The funny part is, I’m actually better at keeping up with the dishes when I’m handwashing them. I can easily slip into autopilot and scrub away while thinking about other things (usually my writing), and I don’t have to sort through what can go through the dishwasher and what can’t, or make sure that I’m loading everything in correctly, or blah blah blah. I just hate washing dishes. ‘Cause, you know, it’s the dishes.

So the other day I had a pan of cream cheese brownies baking in the oven, the baby was busy throwing cat food all across the kitchen floor, and I was scrubbing away at the sink with a particularly deep train of thought, when it hit me that since I’m writing a story with lots of different branches, I can easily invoke the multiverse and have the branches bleed into each other. Which one is canon? They all are!

Be still, my heart!

I know, I get excited over some pretty weird things.

BTW, the brownies were amazing.

About Me

The internet ‘n stuff

Lately I’ve been wondering how much blogging matters.

You see, I’m old enough to remember Neopets, Gaia Online, and LiveJournal, and the internet sure as heck ain’t what it used to be.

I’m pretty convinced that certain monoliths suppress literally everyone, then select which individuals they want to become popular, and there’s nothing organic about any of it for anyone.

‘N stuff.

But don’t worry, this isn’t my “farewell forever” post. If my calculations are correct, I’ve got about 11 real live actual people who come here to read, and I’m not going to up and abandon you just because of something as silly as stats.

Actually, I’m getting tired of trying to be structured.

And if I get the impulse to post a random pun at 10:43pm, I might as well do it without explaining anything.

I’m also tired of pretending like I’m not as cynical as I am. After a certain amount of bullying and ostracism throughout my childhood, I made the conscious choice that fictional friends were considerably better than real ones — 90% of everyone will go out of their way to hurt you purely because they can.

Hell, five years ago I tried to get out and be more social with the assumption that adulthood changes how people interact with each other, and it ended up mentally fucking me up pretty badly.
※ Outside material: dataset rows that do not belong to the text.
PR #3198, opened 2021-02-02
Update dynamic_convolution.py

JonnesLin:
There are a lot of default values and I just need to set the input_size in theory. However, the default value of the argument padding_l is None and it will lead an error. So i think you can take the default value of the argument to 0 for preventing errors.

# Before submitting

## What does this PR do?
Fixes # (issue).

## PR review    

## Did you have fun?

### DIFF
--- a/fairseq/modules/dynamic_convolution.py
+++ b/fairseq/modules/dynamic_convolution.py
@@ -96,7 +96,7 @@ class DynamicConv1dTBC(nn.Module):
         self,
         input_size,
         kernel_size=1,
-        padding_l=None,
+        padding_l=0,
         num_heads=1,
         weight_dropout=0.0,
         weight_softmax=False,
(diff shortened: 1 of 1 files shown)


fairseq/modules/dynamic_convolution.py
```diff
@@ -16,7 +16,7 @@
 def DynamicConv(
     input_size,
     kernel_size=1,
-    padding_l=None,
+    padding_l=1,
```
myleott, line 19: should this be 0?

myleott (changes requested):

fairseq/modules/dynamic_convolution.py
JonnesLin: It can be any value greater than or equal to 0. However, it can't be None.

PR #3557, opened 2021-05-17
call cpu conversion to pack_padded_sequence input_lengths for berard …

firaschaabani:
###  this PR fixes the Error "nn.utils.rnn.pack_padded_sequence: RuntimeError: 'lengths' argument should be a 1D CPU int64 tensor, but got 1D cuda:0 Long tensor" when using berard architecture
the **lengths** parameter of pack_padded_sequence()  _"must be in cpu if provided as a tensor" even when using GPU (CUDA) _  as mentioned in the documentation [documentation](https://pytorch.org/docs/stable/generated/torch.nn.utils.rnn.pack_padded_sequence.html) and in issue pytorch/pytorch#43227.


firaschaabani:
This issue was solved by @myleott in  pytorch/pytorch#43227 i think that this PR can be aproved by you.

Conclusion: adulthood has made the bullying even worse.

And let’s face it, modern fashion trends are purely an experiment in how far people are willing to debase and humiliate themselves for the sake of fitting in. Yes I said it. If you don’t look at yourself in the morning and immediately feel good about yourself, then you should trust me when I say that *you* aren’t the problem, it’s your fucking ugly clothes. Change your style. Just do it already.

Aaaaaanyway.

I’m gonna do what I want for awhile.